- Task to complete
Below are records; count the lines among them that include the string "message", and state only the number.

- Task data
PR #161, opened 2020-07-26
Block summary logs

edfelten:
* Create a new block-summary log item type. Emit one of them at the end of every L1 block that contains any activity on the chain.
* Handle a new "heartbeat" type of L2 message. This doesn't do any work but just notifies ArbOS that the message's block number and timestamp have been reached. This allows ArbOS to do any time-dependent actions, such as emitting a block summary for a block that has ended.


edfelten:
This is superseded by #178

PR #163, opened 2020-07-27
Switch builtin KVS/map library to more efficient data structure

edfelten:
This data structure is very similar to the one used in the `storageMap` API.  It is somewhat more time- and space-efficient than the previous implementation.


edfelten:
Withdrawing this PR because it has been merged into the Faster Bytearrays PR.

--

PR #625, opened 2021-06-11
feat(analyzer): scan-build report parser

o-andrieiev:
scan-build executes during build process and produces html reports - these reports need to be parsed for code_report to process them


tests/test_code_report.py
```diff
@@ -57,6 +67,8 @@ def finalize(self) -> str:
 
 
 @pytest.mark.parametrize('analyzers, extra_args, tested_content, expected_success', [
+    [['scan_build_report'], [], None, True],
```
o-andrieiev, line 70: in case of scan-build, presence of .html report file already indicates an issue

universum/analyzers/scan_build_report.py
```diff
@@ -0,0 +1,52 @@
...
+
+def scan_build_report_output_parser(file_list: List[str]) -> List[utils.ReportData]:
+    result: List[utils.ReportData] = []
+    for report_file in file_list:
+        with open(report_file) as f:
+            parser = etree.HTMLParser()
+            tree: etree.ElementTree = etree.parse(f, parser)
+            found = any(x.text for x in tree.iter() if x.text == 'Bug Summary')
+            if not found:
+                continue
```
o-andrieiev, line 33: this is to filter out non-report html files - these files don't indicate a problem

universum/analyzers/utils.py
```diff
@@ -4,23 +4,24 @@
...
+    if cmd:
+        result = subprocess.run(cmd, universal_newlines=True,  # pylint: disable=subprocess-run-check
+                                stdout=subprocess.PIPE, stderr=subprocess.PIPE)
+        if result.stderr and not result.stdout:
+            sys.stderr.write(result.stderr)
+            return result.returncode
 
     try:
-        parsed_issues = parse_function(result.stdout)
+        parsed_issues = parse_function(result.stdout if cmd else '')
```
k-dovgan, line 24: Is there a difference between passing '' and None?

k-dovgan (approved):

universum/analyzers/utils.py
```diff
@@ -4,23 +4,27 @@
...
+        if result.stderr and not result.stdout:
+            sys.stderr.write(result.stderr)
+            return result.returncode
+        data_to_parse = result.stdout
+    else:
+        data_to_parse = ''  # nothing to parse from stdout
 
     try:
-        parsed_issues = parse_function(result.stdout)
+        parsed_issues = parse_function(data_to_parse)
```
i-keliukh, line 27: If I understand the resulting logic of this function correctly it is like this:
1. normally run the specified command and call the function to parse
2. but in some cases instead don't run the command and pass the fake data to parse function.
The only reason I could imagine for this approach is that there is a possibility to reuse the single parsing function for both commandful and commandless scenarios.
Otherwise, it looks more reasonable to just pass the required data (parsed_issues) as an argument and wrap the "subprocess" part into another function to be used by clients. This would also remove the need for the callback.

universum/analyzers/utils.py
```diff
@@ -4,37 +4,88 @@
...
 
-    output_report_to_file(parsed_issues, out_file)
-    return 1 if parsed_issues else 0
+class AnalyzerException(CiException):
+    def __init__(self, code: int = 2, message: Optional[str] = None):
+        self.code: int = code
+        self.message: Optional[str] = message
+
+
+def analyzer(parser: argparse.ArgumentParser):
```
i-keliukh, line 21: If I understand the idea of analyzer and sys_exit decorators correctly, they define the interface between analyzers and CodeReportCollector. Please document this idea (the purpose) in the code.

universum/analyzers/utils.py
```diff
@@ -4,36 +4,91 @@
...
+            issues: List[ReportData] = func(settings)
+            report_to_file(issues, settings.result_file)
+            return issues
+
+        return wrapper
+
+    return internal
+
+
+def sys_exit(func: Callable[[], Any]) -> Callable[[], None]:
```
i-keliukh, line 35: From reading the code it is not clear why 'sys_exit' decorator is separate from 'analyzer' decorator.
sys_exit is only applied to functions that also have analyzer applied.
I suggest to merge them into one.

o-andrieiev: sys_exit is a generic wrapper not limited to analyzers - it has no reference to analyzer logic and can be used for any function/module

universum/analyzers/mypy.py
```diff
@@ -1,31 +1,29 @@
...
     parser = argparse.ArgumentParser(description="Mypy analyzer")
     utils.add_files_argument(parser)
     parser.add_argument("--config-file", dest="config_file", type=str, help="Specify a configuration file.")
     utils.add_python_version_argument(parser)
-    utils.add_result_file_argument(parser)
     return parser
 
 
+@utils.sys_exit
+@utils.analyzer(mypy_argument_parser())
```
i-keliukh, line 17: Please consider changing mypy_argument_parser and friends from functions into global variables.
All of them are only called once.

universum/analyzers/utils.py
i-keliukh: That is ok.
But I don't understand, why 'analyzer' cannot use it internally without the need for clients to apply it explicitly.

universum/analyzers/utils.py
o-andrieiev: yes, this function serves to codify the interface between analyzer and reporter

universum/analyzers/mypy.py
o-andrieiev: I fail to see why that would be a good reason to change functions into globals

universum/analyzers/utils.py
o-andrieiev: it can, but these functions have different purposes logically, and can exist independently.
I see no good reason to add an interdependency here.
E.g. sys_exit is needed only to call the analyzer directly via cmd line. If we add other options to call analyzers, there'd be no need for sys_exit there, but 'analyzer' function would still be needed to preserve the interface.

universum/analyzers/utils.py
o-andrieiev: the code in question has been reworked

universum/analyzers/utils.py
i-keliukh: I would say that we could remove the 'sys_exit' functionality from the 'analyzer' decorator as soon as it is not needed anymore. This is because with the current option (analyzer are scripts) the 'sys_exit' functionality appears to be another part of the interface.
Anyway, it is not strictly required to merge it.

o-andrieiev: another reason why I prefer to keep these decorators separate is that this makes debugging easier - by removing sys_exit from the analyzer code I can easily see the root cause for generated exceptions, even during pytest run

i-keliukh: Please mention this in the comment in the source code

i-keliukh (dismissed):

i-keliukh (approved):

- The completed task
3